Could you tally the lines of the entries that carry the string "from"? Reply with the number and nothing more.
──────── DATA EXTRACTS
PR #51, opened 2023-09-05
Improved argument parsing for shapes

Jegp:
Added a helper function to allow simpler passing of shapes argument for input, flatten, and output nodes

### DIFF
--- a/nir/ir.py
+++ b/nir/ir.py
@@ -1,5 +1,6 @@
 import typing
 from collections import Counter
+from collections.abc import Sequence
 from dataclasses import dataclass
 
 import numpy as np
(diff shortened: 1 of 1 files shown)


nir/ir.py
```diff
@@ -11,6 +12,15 @@
 # Shape is a dict mapping strings to shapes
 Shape = typing.Dict[str, np.ndarray]
 
+def _parse_shape_argument(x: Shape, key: str):
+    if isinstance(x, np.ndarray):
+        return {key: x}
+    elif isinstance(x, Sequence):
+        return {key: np.array(x)}
+    elif isinstance(x, dict):
+        return x
```
stevenabreu7, line 21: perhaps here we can also assert that the dict has only one key which is the key passed into this function (i.e. "input")? in other places we assume that the only input key is "input", and this will break unless we enforce that here.

stevenabreu7 (commented):
otherwise looks good to me!

nir/ir.py
Jegp: That's a good point. I'll leave it for now, just to move forward here. In principle, I think these kinds of assertions are meaningful, but I'm cautious to add them because they can break people's code (maybe someone wants to violate that some day?) and they take a bit of runtime overhead. The last point is probably minimal. But still :)

Jegp:
Thanks for the review @stevenabreu7 ! :partying_face:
────────────────
SOLUTION TO THE PROBLEM: 3